**Problem description**
What's required is a verbatim printout of all the data.

**Data section**
####

PR #671, opened 2026-07-28
@W-23600028: bound list-users `limit` to post-filter matches

Alon-ST-DATA:
`list-users` applied `limit` to the FETCH in `paginateWithMetadata`, which ran BEFORE the client-side `applyUserFilters`. On large sites the first `limit` fetched rows were often active admins/service accounts that fail an inactivity filter, so e.g. `limit:5` + `lastLogin:lt:<recent-cutoff>` returned 0 users while thousands matched — silently under-returning.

####

**Result of the task**
PR #671, opened 2026-07-28
@W-23600028: bound list-users `limit` to post-filter matches

Alon-ST-DATA:
`list-users` applied `limit` to the FETCH in `paginateWithMetadata`, which ran BEFORE the client-side `applyUserFilters`. On large sites the first `limit` fetched rows were often active admins/service accounts that fail an inactivity filter, so e.g. `limit:5` + `lastLogin:lt:<recent-cutoff>` returned 0 users while thousands matched — silently under-returning.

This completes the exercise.